“Brigsby Bear” Is A Sweet, Very Odd Movie About A Man Who Escapes From A Bunker

Is it funny? Sort of.

If you base your decision of whether to see Brigsby Bear on the fact that it's an "SNL movie," please let me dispel you of that notion. Although it's produced by the Lonely Island dudes and stars current cast member Kyle Mooney, it is not an SNL movie.

What it is, then, is a more difficult question. We meet James Pope (Mooney), superfan of a show called Brigsby Bear Adventures, which is like if you mixed Buck Rogers with a first-gen Teddy Ruxpin doll. James lives in an underground fallout bunker in the desert with his mother April (Jane Adams) and father Ted (Mark Hamill).

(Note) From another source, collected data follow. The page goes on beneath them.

PR #2803, opened 2023-01-05
MAYA-125036 correctly identify orphaned edited prims

pierrebai-adsk:
Also fixes MAYA-126891

- Provide a function to explicitly determine if an edited prim is orphaned.
- Provide the function in Python too.
- Use it both to build the context menu and do the outliner item rendering.

### DIFF
--- a/lib/mayaUsd/python/wrapPrimUpdaterManager.cpp
+++ b/lib/mayaUsd/python/wrapPrimUpdaterManager.cpp
@@ -117,6 +117,11 @@ std::string readPullInformationString(const PXR_NS::UsdPrim& prim)
     return dagPathStr;
 }
 
+bool isEditedPrimOrphaned(const PXR_NS::UsdPrim& prim)
+{
+    return MAYAUSD_NS_DEF::isEditedAsMayaOrphaned(prim);
+}
+
 } // namespace
 
 void wrapPrimUpdaterManager()
@@ -128,5 +133,6 @@ void wrapPrimUpdaterManager()
         .def("canEditAsMaya", canEditAsMaya)
         .def("discardEdits", discardEdits)
         .def("duplicate", duplicate, duplicate_overloads())
+        .def("isEditedAsMayaOrphaned", isEditedPrimOrphaned)
         .def("readPullInformation", readPullInformationString);
 }
--- a/lib/mayaUsd/python/wrapPrimUpdaterManager.cpp
+++ b/lib/mayaUsd/python/wrapPrimUpdaterManager.cpp
@@ -67,7 +67,7 @@ bool mergeToUsd(const std::string& nodeName, const VtDictionary& userArgs = VtDi
         return false;
 
     Ufe::Path path;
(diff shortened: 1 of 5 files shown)


lib/mayaUsd/python/wrapPrimUpdaterManager.cpp
```diff
@@ -117,6 +117,11 @@ std::string readPullInformationString(const PXR_NS::UsdPrim& prim)
     return dagPathStr;
 }
 
+bool isEditedPrimOrphaned(const PXR_NS::UsdPrim& prim)
+{
+    return MAYAUSD_NS_DEF::isEditedAsMayaOrphaned(prim);
```
seando-adsk, line 122: Just use the namespace name "MayaUsd::"

lib/mayaUsd/python/wrapPrimUpdaterManager.cpp
```diff
@@ -128,5 +133,6 @@ void wrapPrimUpdaterManager()
         .def("canEditAsMaya", canEditAsMaya)
         .def("discardEdits", discardEdits)
         .def("duplicate", duplicate, duplicate_overloads())
+        .def("isEditedAsMayaOrphaned", isEditedPrimOrphaned)
```
seando-adsk, line 136: Why does the python wrapper have a different name than the internal helper function?

lib/mayaUsd/ufe/MayaUIInfoHandler.cpp
```diff
@@ -65,6 +67,13 @@ MayaUsd::ufe::UsdSceneItem::Ptr pulledUsdAncestorItem(const Ufe::SceneItem::Ptr&
         }
     }
 
+    // Validate that the prim pointed to by the UFE path really is the
+    // pulled node and not some node that just happens to have the same
+    // name. This can happen, for example, when two variants each contain
+    // a child with the same name, one pulled, one not.
+    if (MAYAUSD_NS_DEF::isEditedAsMayaOrphaned(usdItemPath))
```
seando-adsk, line 74: MayaUsd::

seando-adsk (changes requested):

lib/mayaUsd/python/wrapPrimUpdaterManager.cpp
pierrebai-adsk: The Python function has the same name as the real C++ function. The gave the internal function a different name because otherwise it would confuse the compiler (and code reader) which would see the same name as overload. The real C++ function is named isEditedAsMayaOrphaned like the Python function.

lib/mayaUsd/python/wrapPrimUpdaterManager.cpp
pierrebai-adsk: I was using the same as existing code above it. I will change both.

seando-adsk (approved):

seando-adsk:
@vlasovi Ivan can you please do a quick code review before I merge this. Thanks.

vlasovi (approved):
Looks good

In this post-apocalyptic world where the air is poisonous, and going outside requires a gas mask, Brigsby is the only thing James has. Only it isn't, because as it turns out, April and Ted kidnapped James when he was an infant and the bunker and Brigsby were merely tools to distract him from his imprisonment. So when James learns there is no such thing as Brigsby—aside from those episodes produced by Ted, now in prison —he sets out to finish the story.

Brigsby Bear is whimsical, sweet and ambitious. Is it funny? Sort of. There are more chuckles than laughs. Particularly humorous are Greg Kinnear as James' rescuer, Detective Vogel, who missed his calling as a thespian, and Hamill, who in addition to playing James' "father," gets to flex his considerable voice talents as the characters in the show within the movie, Brigsby himself and Brigsby's nemesis Sun Snatcher (Son Snatcher?).

Brigsby Bear is not a film for most people, but if you suspect it might be for you, I encourage you to go and find out.

CRITIC'S RATING: 3/4 stars

Brigsby Bear is at Fox Tower, Century 16 Eastport. Rated PG-13.